The API server takes care of basic audio I/O and optional chunking before building prompts:

- Resampling: Input audio is resampled to `SpeechToTextConfig.sample_rate` using `librosa`.
- Chunking: If `SpeechToTextConfig.allow_audio_chunking` is True and the duration exceeds `max_audio_clip_s`, the server splits the audio into overlapping chunks and generates a prompt per chunk.

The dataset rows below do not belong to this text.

Issue #186, opened 2019-05-24
Allowing attributes extensions parsing


clecat:
Pandoc supports several extensions allowing the declaration of attributes for various 
purposes, among others:
- [Heading attributes](https://pandoc.org/MANUAL.html#extension-header_attributes)
- [Fenced code attributes](https://pandoc.org/MANUAL.html#extension-fenced_code_attributes)
- [Inline code attributes](https://pandoc.org/MANUAL.html#extension-inline_code_attributes)
- [Link attributes](https://pandoc.org/MANUAL.html#extension-link_attributes)
- [Fenced divs attributes](https://pandoc.org/MANUAL.html#extension-fenced_divs)

Their format which seems to be common to all of them consists in curly brackets containing the needed attributes:
> {.idx}

This format however, is not part of the commonmark specs (apparently discussed [here](https://talk.commonmark.org/t/consistent-attribute-syntax/272) since 2014), and therefore is not implemented in omd.

Could it be possible to extend the parsing of omd, so we could have the parsing of those attributes if asked by the user ?

clecat:
For example as an additionnal optionnal string/string list added in the records.

nojb:
Seems reasonable. If we add this we should add it unconditionally, I want to keep different code paths in the parser and the code in general to the absolute minimum.

To add support for attributes you need to modify the parser. To get started you could start by adding attributes to a paragraph-level node. The simplest is probably the case of headings. You will need to

- modify the function https://github.com/ocaml/omd/blob/master/src/parser.ml#L335-L358 in order to recognize optional attributes at the end of the line. Look at the existing parsers for inspiration.

- propagate this data inside the `Parser.Latx_heading` and `Ast.Heading` constructors.

- adapt the printers (at least the HTML one)

- add some tests

clecat:
Okay thank you for the informations, I will give it a look then

avsm:
Thanks for the guidance @nojb!  A number of these are extremely useful for RWO (which motivates @clecat's request).  We also need to decide whether the ocaml.org content will support these attributes well, before we switch that over to a released omd trunk to generate that. (cc @Chris00)

Chris00:
I do not think supporting these attributes would be a problem for ocaml.org.  Now, since they are not standard markdown, they probably should be optional and turned off by default (in the module interface and for the executable).

nojb:
> Now, since they are not standard markdown, they probably should be optional and turned off by default (in the module interface and for the executable).

[...]

PR #187, opened 2019-06-18
Adding attributes parsing

clecat:
First iteration of the addition of the parsing of attributes in omd mentionned [here](https://github.com/ocaml/omd/issues/186).

- [x] Adding parsing of attributes
- [x] Interpret heading attributes
- [x] Interpret fenced code attributes
- [x] Interpret inline code attributes
- [x] Interpret link attributes
- [x] Interpret ref attributes
- [x] ~~Interpret fencer divs attributes~~ (not actually supported in omd)

I only added the parsing of heading attributes, so I can get a review before diving more into the other attributes.


nojb:
Cool!

Currently you are representing the attributes as a single string. Are you planning to parse them further (id, classes, html attributes) or are you planning to leave that to external tools?

clecat:
I wasn't sure about what I could do. I was thinking about returning a list of string separated on spaces at least.
Going further into the parsing may be a good idea, but i wanted your return first, as keeping it as a simple string may be more canonical.

nojb:
> I wasn't sure about what I could do. I was thinking about returning a list of string separated on spaces at least.
> Going further into the parsing may be a good idea, but i wanted your return first, as keeping it as a simple string may be more canonical.

I think parsing it into a record `{id: string option; classes: string list; attributes: (string * string) list}` is a good idea. Anyway you will need to do something along these lines in order to adapt the HTML printer, as the PANDOC syntax is not valid HTML (i.e. `{#foo .bar}` needs to be printed as `<... id="foo" class="bar">`).

clecat:
Okay, I willingly ignored the attribute in the html printer, as I wasnt if we wanted to do this parsing, i'll do that

clecat:
I added the full parsing of attributes:
It is quite simple and does not detect some strange cases which could be considered wrong.
The problem is, I used pandoc as a reference, but it has no specification about what the format of attributes should be, and therefore contains a lot of strange cases I discovered (with backslashes, several dots, equal signs and sharps for example).
This is why I decided to keep it simple and ignore any corner case. I'm not sure if this is the best way, but I think we can come back to that later if it's really a problem

clecat:
One other problem, which we discussed in the original issue, is the breaking chances: By modifying the printer, I broke the cow tests whith headers. We might finally need to make attribute parsing optional (not asking for them would juste ignore the parsing).

clecat:
Or at least, we can always  do the parsing, but make the printer ignore the attributes if not asked

nojb:
> I added the full parsing of attributes:

Great!

> It is quite simple and does not detect some strange cases which could be considered wrong.
> The problem is, I used pandoc as a reference, but it has no specification about what the format of attributes should be, and therefore contains a lot of strange cases I discovered (with backslashes, several dots, equal signs and sharps for example).
> This is why I decided to keep it simple and ignore any corner case. I'm not sure if this is the best way, but I think we can come back to that later if it's really a problem

Sounds good, we can always improve it later.

nojb:
> One other problem, which we discussed in the original issue, is the breaking chances: By modifying the printer, I broke the cow tests whith headers. We might finally need to make attribute parsing optional (not asking for them would juste ignore the parsing).

Sorry, can you remind me how exactly the new stuff breaks the cow tests with headers?

clecat:
If not id attribute is here, the default behaviour of pandoc was to use the content of the heading as the id, so I did the same, which breaks the cow tests asking for no id at all.

Therefore doing it was kinda ugly, and I would be glad to remove the default id, it would make everything cleaner and keep the tests working.

nojb:
> If not id attribute is here, the default behaviour of pandoc was to use the content of the heading as the id, so I did the same, which breaks the cow tests asking for no id at all.
> 
> Therefore doing it was kinda ugly, and I would be glad to remove the default id, it would make everything cleaner and keep the tests working.

I see. I agree we should choose one behaviour and stick to it. Not sure what is more common out there, if pandoc's behaviour (generating the id from the header title) or not generating any id at all.

OK, let us just do whatever is simpler (not generating any id by default) and we can always revisit this later if necessary.

clecat:
So there it is, I think I have done everything we needed and which I mentioned in the original issue. Things might need a little bit of feedbackn, but it seems to work pretty well.

For the parsing of the attributes, I choose a really simple way of parsing the attributes. It might accept too much formats, but pandoc was having way too much inexplicit exceptions.

What do you think of the PR @nojb ?

nojb:
Thanks for your work; am a bit busy at the moment, but will take a look in the next couple of days.

src/ast.ml
```diff
@@ -1,10 +1,20 @@
...
+
 type 'a link_def =
   {
     label: 'a;
     destination: string;
     title: string option;
+    attributes: attributes;
   }
 
+let empty_attributes = {id=None; classes=[]; attributes=[]}
```
nojb: let's make an `Attributes` module with a type `t` and a value `empty`

src/ast.ml
```diff
@@ -1,10 +1,20 @@
...
+    attributes: (string * string) list;
+  }
+
 type 'a link_def =
   {
     label: 'a;
     destination: string;
     title: string option;
+    attributes: attributes;
   }
```
nojb: Can we put this in its own module `Link_def.t` ?

src/block.ml
```diff
@@ -17,7 +17,7 @@ module Pre = struct
     | Rblockquote of t
     | Rlist of Block_list.kind * Block_list.style * bool * int * block list list * t
     | Rparagraph of string list
-    | Rfenced_code of int * int * Code_block.kind * (string * string) * string list
+    | Rfenced_code of int * int * Code_block.kind * (string * string) * string list * attributes
```
nojb: It may be a good idea to use inline records here, but we can leave this for later.

src/html.ml
```diff
@@ -10,52 +10,48 @@ type printer =
...
-        if i < 0 || s'.[i] <> '-' then i
-        else loop (i - 1)
-      in
-      loop (String.length s' - 1)
+          loop keep (i + 1)
+      end
     in
-    (* Trim trailing dashes. *)
-    ids#mangle @@ String.sub s' 0 (last_trailing + 1)
+    loop true (trim 0); Bytes.to_string (Buffer.to_bytes id)
```
nojb: Can use `Buffer.contents` here.

src/html.ml
```diff
@@ -100,6 +96,24 @@ let text_of_inline ast =
...
+  end;
+  if List.length attributes.classes <> 0
+  then
+    begin
+      Buffer.add_string b (Printf.sprintf " class=\"%s\"" (String.concat " " attributes.classes))
+    end;
+  if List.length attributes.attributes <> 0
+  then
+    begin
+      let f (d, v) = Buffer.add_string b (Printf.sprintf " data-%s=\"%s\"" d v) in
```
nojb: Why always prefix attributes with `data-`? This seems a bit ad-hoc.

src/markdown.ml
```diff
@@ -48,6 +48,45 @@ let escape_markdown_characters s =
...
   Buffer.contents b
 
+let print_attributes b a =
+  match a with
+  | {id = None; classes = []; attributes = []} -> ()
+  | _ ->
+    let start = ref false in
+    Printf.bprintf b "{";
+    begin
+      match a.id with
```
nojb: Style: usually we put the `match` in the same line as the `begin` to avoid increasing indentation.

src/markdown.ml
```diff
@@ -59,21 +98,26 @@ let rec inline b = function
   | Emph {kind = Strong; style; content} ->
       let q = match style with Star -> '*' | Underscore -> '_' in
       Printf.bprintf b "%c%c%a%c%c" q q inline content q q
-  | Code (n, c) ->
-      let d = String.make n '`' in
-      Printf.bprintf b "%s%s%s" d c d
+  | Code c ->
```
nojb: Can use pattern matching `Code {level; content; attributes}`

src/parser.ml
```diff
@@ -730,6 +818,33 @@ let is_empty st =
...
+        in
+        junk s;
+        loop s (pos s)
+    | _ ->
+        None
+  in
+  try
+    parse_attributes a
+  with
+    | Invalid_argument _ -> empty_attributes
```
nojb: Style: typically we put the exception pattern in the same line as `with` and the exception handler in the next different line.

src/html.ml
```diff
@@ -10,52 +10,48 @@ type printer =
...
     ref: printer            -> Buffer.t -> inline Ref.t              -> unit;
   }
 
-let _id_of_string ids s =
-  let n = String.length s in
-  let out = Buffer.create 0 in
-  (* Put [s] into [b], replacing non-alphanumeric characters with dashes. *)
-  let rec loop started i =
-    if i = n then ()
+let id_of_string s =
```
nojb: Sorry, I can't see where this is used; and why is `s` of type `bytes` and not `string` ?

src/parser.ml
```diff
@@ -1673,12 +1788,17 @@ let link_reference_definition st =
   if next st <> ':' then raise Fail;
   ws st;
   let destination = link_destination st in
+  let pos = pos st in
+  ws st;
+  let attributes = inline_attribute_string st in
+  if attributes = empty_attributes then
+    set_pos st pos;
```
nojb: This logic of resetting the position should go into `inline_attribute_string`, so that if there are no attributes the position is not changed.

src/parser.ml
nojb: Also, which function raises `Invalid_argument` ?

src/parser.ml
```diff
@@ -332,13 +332,100 @@ let setext_heading s =
...
+    let f acc s =
+      match s.[0] with
+      | '#' -> {acc with id = Some (String.sub s 1 (String.length s - 1))}
+      | '.' -> {acc with classes = (String.sub s 1 (String.length s - 1))::acc.classes}
+      | _ ->
+        let attr = String.split_on_char '=' s in
+        try
+          {acc with attributes = (List.nth attr 0, List.nth attr 1)::acc.attributes}
+        with
+          | Failure _ -> acc
```
nojb: Here it is better to use pattern matching on `attr` rather than `List.nth` and catching the exception.

src/parser.ml
```diff
@@ -332,13 +332,100 @@ let setext_heading s =
...
+        loop' (Sub.tail s)
+    | Some c ->
+        Buffer.add_char buf c;
+        loop (Sub.tail s)
+  in
+  let s', a = loop (ws s) in
+  try
+    s', parse_attributes a
+  with
+    | Invalid_argument _ -> s, empty_attributes
```
nojb: Which function can raise here ?

src/ast.ml
clecat: I agree, should have thought about it before after doing all those modules :)

src/ast.ml
clecat: I just thought the same when moving attributes to his own module, felt a bit off to have it alone, done now

clecat: Just one question, when the type checker does not know the fields for the record creation:
eg:
```
File "src/parser.ml", line 1507, characters 7-16:
1507 |       {label; destination; title = None; attributes = Attributes.empty}
              ^^^^^
Error: Unbound record field label
```
Do you prefer that I force the type of the variable on the function to `Ast.Link_def.t`, or that I use `Ast.Link_def.label instead` of `label` ?

nojb: The usual way is to explicitly qualify the label with the module name, i.e. `Link_def.label`.

clecat: Okay, I'll do that then

src/html.ml
clecat: I was using pandoc as a reference for the behaviour of the attributes as there is no standard. But indeed, it could be better without the automatic data prefix

src/block.ml
clecat: I'll try to do that on another PR

nojb: Sure, but don't worry about it too much, it is not urgent :)

src/parser.ml
clecat: The call to s.[0] can throw it if the string is empty. Actually this is bad, it could make fail attributes which contains too much spaces, I'll just ignore empty strings

nojb: OK, in general one should never catch the exception `Invalid_argument` which indicates programmer error; rather one should check explicitly for the condition that raises it (in this case, an empty string, etc).

src/parser.ml
clecat: Done, and this way to do things would cut the attributes value, if it contained an equal (I only used the first element) so I added a concat

src/parser.ml
clecat: Same as the other one, corrected now

src/html.ml
clecat: This is actually a relic of before my work on omd, I may have used it for something and forgot to delete it afterward

nojb:
Looks good. Do you have any other thing left to do here or can we merge?

clecat:
No I think it's all good, I will have to come back for the inline records, but it will be for another PR

nojb:
Thanks!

Overlap is controlled by `overlap_chunk_second`.
- Energy-aware splitting: When `min_energy_split_window_size` is set, the server finds low-energy regions to minimize cutting within words.

Relevant server logic:
??? code
    ```python
    # vllm/entrypoints/openai/speech_to_text.py
    async def _preprocess_speech_to_text(...):
        language = self.model_cls.validate_language(request.language)
        ...
        y, sr = librosa.load(bytes_, sr=self.asr_config.sample_rate)
        duration = librosa.get_duration(y=y, sr=sr)
        do_split_audio = (self.asr_config.allow_audio_chunking
                        and duration > self.asr_config.max_audio_clip_s)
        chunks = [y] if not do_split_audio else self._split_audio(y, int(sr))
        prompts = []
        for chunk in chunks:
            prompt = self.model_cls.get_generation_prompt(
                audio=chunk,
                stt_config=self.asr_config,
                model_config=self.model_config,
                language=language,
                task_type=self.task_type,
                request_prompt=request.prompt,
                to_language=to_language,
            )
            prompts.append(prompt)
        return prompts, duration
    ```

## 3. Exposing tasks automatically

- vLLM automatically advertises transcription support if your model implements the interface:

```python
if supports_transcription(model):
    if model.supports_transcription_only:
        return ["transcription"]
    supported_tasks.append("transcription")
```

- When enabled, the server initializes the transcription and translation handlers:

```python
state.openai_serving_transcription = OpenAIServingTranscription(...) if "transcription" in supported_tasks else None
state.openai_serving_translation = OpenAIServingTranslation(...) if "transcription" in supported_tasks else None
```

No extra registration is required beyond having your model class available via the model registry and implementing `SupportsTranscription`.

## 4. Examples in-tree

- Whisper encoder–decoder (audio-only): <gh-file:vllm/model_executor/models/whisper.py>
- Voxtral decoder-only (audio embeddings + LLM): <gh-file:vllm/model_executor/models/voxtral.py>
- Gemma3n decoder-only with fixed instruction prompt: <gh-file:vllm/model_executor/models/gemma3n_mm.py>

## 5. Test with the API

Once your model implements `SupportsTranscription`, you can test the endpoints (API mimics OpenAI):

- Transcription (ASR):

    ```bash
    curl -s -X POST \
      -H "Authorization: Bearer $VLLM_API_KEY" \
      -H "Content-Type: multipart/form-data" \
      -F "file=@/path/to/audio.wav" \
      -F "model=$MODEL_ID" \
      http://localhost:8000/v1/audio/transcriptions
    ```

- Translation (source → English unless otherwise supported):

    ```bash
    curl -s -X POST \
      -H "Authorization: Bearer $VLLM_API_KEY" \
      -H "Content-Type: multipart/form-data" \
      -F "file=@/path/to/audio.wav" \
      -F "model=$MODEL_ID" \
      http://localhost:8000/v1/audio/translations
    ```

Or check out more examples in <gh-file:examples/online_serving>.

!!! note

- If your model handles chunking internally (e.g., via its processor or encoder), set `min_energy_split_window_size=None` in the returned `SpeechToTextConfig` to disable server-side chunking.
- Implementing `get_num_audio_tokens` improves accuracy of streaming usage metrics (`prompt_tokens`) without an extra forward pass.
- For multilingual behavior, keep `supported_languages` aligned with actual model capabilities.